April 23, 2017 | LaRose was nominated for the 2016 National Book Critics Circle Award and the 2016 PEN/Faulkner.
Voluntarily give up your son to the victim’s family as atonement for accidentally killing their son…This is the compelling beginning to LaRose, by Louise Erdrich.
I don’t think I would have crossed paths with this book unless I had read and enjoyed Commonwealth, by Anne Patchett. (You can read my review of Commonwealth here). LaRose was one of those ‘if you liked’ recommendations on Goodreads.
Challenging? Yes.
Emotional? Very.
Intriguing? Absolutely.
This is the story of Landreaux Iron, who goes out hunting a stag and accidentally kills the son of his neighbours, Peter and Nola Ravich. Both families are understandably broken by this event and try to come to terms with life after Dusty’s death.
After a session in the sweat lodge, Landreaux and his wife Emmaline realise they must follow an ancient tradition and give their son, LaRose to the Ravich’s as atonement for the loss of their son, Dusty. This moment is crucial to understanding the importance of tradition, the strength of guilt and need for atonement, and the power in the name LaRose. If you don’t immerse yourself, if you fight this from an outsider view point, you will miss much of the subtlety and challenging beauty of this novel.
The story breaks into the POV of many characters as we follow them in their everyday life after LaRose is walked to the Ravich’s front door and handed over. Landreaux must survive his guilt without falling off the wagon. Emmaline must navigate a relationship with her stepsister (and always prickly) Nola, while grieving for the loss of her son, LaRose, and Dusty (his playmate) and managing Landreaux and his guilt. The Iron children must adapt to life without their little brother. Maggie, the daughter of Peter and Nola, must control her grief without inflicting her anger with everyone on LaRose. And the namesake of this novel, LaRose has the burden of healing on his shoulders, though this is tempered by spiritual maturity that comes from his mystical past. Flashbacks unveilling the origin story of the first LaRose were particularly enjoyable.

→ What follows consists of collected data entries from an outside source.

PR #886, opened 2022-01-18
build: check for BUILD_ID/VERSION_ID before adding systemd-boot workaround

bluca:
Instead of hard-coding the debian release, which breaks booting on
testing/bookworm, check os-release to see if BUILD_ID or VERSION_ID
are actually there.


evverx:
I pointed the systemd CI to @bluca's branch in https://github.com/systemd/systemd/pull/22153. The results should be available at https://github.com/systemd/systemd/actions/runs/1710428574

behrmann (approved):
LGTM.

PR #887, opened 2022-01-18
Adding --machine-id option.

gsegatti:
Allows users to provide their own Machine ID via CLI or configuration file.

### DIFF
--- a/mkosi.md
+++ b/mkosi.md
@@ -653,6 +653,12 @@ a boolean argument: either "1", "yes", or "true" to enable, or "0",
   in building or further container import stages.  This option strips
   SELinux context attributes from the resulting tar archive.
 
+`MachineID=`, `--machine-id`
+
+: Set the machine's ID to the specified value. If unused, a random ID will
+be used while building the image and the final image will be shipped without
+a machine ID.
+
 ### [Content] Section
 
 `BasePackages=`, `--base-packages`
--- a/mkosi/__init__.py
+++ b/mkosi/__init__.py
@@ -3150,12 +3150,13 @@ def reset_machine_id(args: MkosiArgs, root: Path, do_run_build_script: bool, for
         return
 
     with complete_step("Resetting machine ID"):
-        machine_id = root / "etc/machine-id"
-        try:
-            machine_id.unlink()
-        except FileNotFoundError:
-            pass
-        machine_id.touch()
+        if not args.machine_id_is_fixed:
+            machine_id = root / "etc/machine-id"
+            try:
+                machine_id.unlink()
+            except FileNotFoundError:
+                pass
+            machine_id.touch()
 
         dbus_machine_id = root / "var/lib/dbus/machine-id"
         try:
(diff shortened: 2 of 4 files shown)


mkosi.md
```diff
@@ -653,6 +653,11 @@ a boolean argument: either "1", "yes", or "true" to enable, or "0",
   in building or further container import stages.  This option strips
   SELinux context attributes from the resulting tar archive.
 
+`MachineID=`, `--machine-id`
+
+: Set the machine's ID to the specified value. If unused, a random ID will
+be generated using uuid4().
```
DaanDeMeyer, line 659: No need to detail implementation details here. Just mention that a random machine ID will be used while building the image and that the final image will ship without a machine ID.

mkosi/__init__.py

It seems only Peter realises this burden and cost to LaRose. He instigates visitation with the Iron family, but he cannot bring himself to end the arrangement, because LaRose is the only thing holding his wife, Nola, together.
There are touches of magical realism in this novel, a deep spirituality, and a refreshing pair of intelligent teenage girls in the Iron household who take Maggie under their wings as she starts to go off the rails. It is the story of family, extended family and community intermingled. It is about living by your values, honouring traditions. How events shape us as people. It is generational. It races toward a tense climax that is excellently written, that set my mind racing. It is a wonderful book.
Criticism of this book has been primarily the indignation that any parent could give up a child in modern day society. This is a narrow view to the kind of challenges to thinking this book throws out. One of the joys of literature is the ability to live inside another life for a time and to hopefully come away (at least) little changed because of the time spent inside the words. To live a vicarious life without the risk but all the emotion. This book demands you ride in the current, to let it wash you about, brush you against rocks and other submerged things and eventually tumble you out, a little breathless, on a pebbled bank a little further downstream.
Like Commonwealth, this book is at times disturbing in its portrayal of dysfunction within family and community, of how the impact of events both big and small (depending on perception), ripple out into the bigger pool of society. Do not read it expecting flash and glitz, this is a slow burn, layered kind of book and a fantastic read.
ABOUT LOUISE
Karen Louise Erdrich is a American author of novels, poetry, and children’s books. Her father is German American and mother is half Ojibwe and half French American. She is an enrolled member of the Anishinaabe nation (also known as Chippewa). She is widely acclaimed as one of the most significant Native writers of the second wave of what critic Kenneth Lincoln has called the Native American Renaissance.
She is the author of four previous bestselling andaward-winning novels, including Love Medicine; The Beet Queen; Tracks; and The Bingo Palace and has written two collections of poetry, Jacklight, and Baptism of Desire. Her fiction has been honored by the National Book Critics Circle (1984) and The Los Angeles Times(1985), and has been translated into fourteen languages.
Several of her short stories have been selected for O. Henry awards and for inclusion in the annual Best American Short Story anthologies. She lives in Minnesota with her children, who help her run a small independent bookstore called The Birchbark.